Response: NMFS does not have clear causative factors linked to the lack of recovery of the northern fur seal population. In the absence of such factors it is impossible to measure their influence on the rate recovery to OSP. As those factors are identified they will be incorporated into evaluations of their effect on recovery.

Comment 14: NMFS must assess fisheries effects by manipulating the fishery rather than sampling large numbers of fur seals.

Response: An adaptive management scenario is one way of assessing the impact of fishing on northern fur seals. However, manipulating the fishery is not a substitute for investigating fur seal biology and life history in areas where the interactions indicate problems may exist.

Comment 15: NMFS should prioritize assessment of potential illegal driftnet take of fur seals and the development of a more concrete plan. NMFS should reconsider priority 3 for the observer program; salmon drift gillnet fisheries may be an area of concern.

Response: NMFS is evaluating the likelihood of significant population effects from all of the potential sources identified in the plan to determine their priority along with the funding realities of the implementation costs and population benefits.

Climate Change

Comment 16: NMFS should include a brief section on the indirect behavioral implications of increased temperatures on northern fur seals reproduction and hyperthermia.

Response: The impacts of climate change on northern fur seal behavior, reproduction, and survival are highly uncertain. NMFS will continue to examine the contribution of environmental factors to the health, survival and abundance of northern fur seals. Differential growth of breeding northern fur seal populations worldwide in recent years suggests a complex array of factors influence northern fur seals, but efforts to manage threats and conserve populations will need to be adaptive and supported by an integrated inter-disciplinary research and monitoring program.

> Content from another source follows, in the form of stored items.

PR #368, opened 2023-05-09
fix #263 merging fluent / fluentimpl

### LINKED ISSUE #263: Eliminate Fluent interface
Historically, we separated the `Builder` from the `Fluent`/`FluentImpl` in order to supportthe `Inline` concept: `Being able to use the fluent part of a builder, but with having a different method in the end instead of build. An example of how it was used in the `kubernetes-client`:

```java
Pod pod = client.pods().createNew()
   .withNewSpec()
      .withName("my-pod")
  .endSpec()
  // more code
  .done();
```

It seems though that we don't need both a `Fluent` interface and a `FluentImpl` class.
It might make sense if we collapsed them into one class that will be called `Fluent`.

`Builder` heavy libraries and frameworks could be greatly benefited by the reduced size and the simplified signatures.

shawkins:
Hopefully this is still valid.

There is a usage of the fluent interface/impl in fabric8 that can be easily changed to just the concrete fluent.

cc @iocanel @manusa

### DIFF
--- a/annotations/builder/src/main/java/io/sundr/builder/internal/functions/ClazzAs.java
+++ b/annotations/builder/src/main/java/io/sundr/builder/internal/functions/ClazzAs.java
@@ -47,7 +47,6 @@ import io.sundr.model.AnnotationRef;
 import io.sundr.model.AnnotationRefBuilder;
 import io.sundr.model.ClassRef;
 import io.sundr.model.ClassRefBuilder;
-import io.sundr.model.Kind;
 import io.sundr.model.Method;
 import io.sundr.model.MethodBuilder;
 import io.sundr.model.Modifiers;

Comment 17: NMFS must consider indices of commercial and non-commercial fish abundance are complicated by regime shifts, temporal and spatial changes in sampling, changes in fishery effort, resolution of fisheries and fur seal data, and density dependent fur seal population changes.

Response: NMFS will work to capture the complexity of the ecosystem changes, fish abundance, fishery effort, fur seal response, and climate change. Text related to these factors has been clarified based on the available references.

Comment 18: NMFS should formally recommend the U.S. immediately ratify the Kyoto Protocol.

Response: NMFS, through DOC, will continue to participate in the process to develop the Administration's policies regarding climate change.


Comment 19: Coordination of research is necessary to assure results that are applicable to management.

Response: Coordination of research and communication of results of that research are essential, and NMFS has identified this as one of the four primary objectives of the plan. Implementing conservation plan priorities, reviewing conservation action effectiveness, and updating the plan at 5-year intervals also assures relevance to short and long-term management.Start Printed Page 73769


Comment 20: The human presence and research section should be updated to incorporate summary information from the current environmental analysis of Steller Sea lion and northern fur seal research.

Response: The Plan has been revised to include the main findings from the EIS. The EIS is available on the Internet at​protectedresources/​seals/​fur.htm.

Comment 21: Resighting previous marks should be prioritized above new marking to reiterate the importance of a resighting program with any marking program.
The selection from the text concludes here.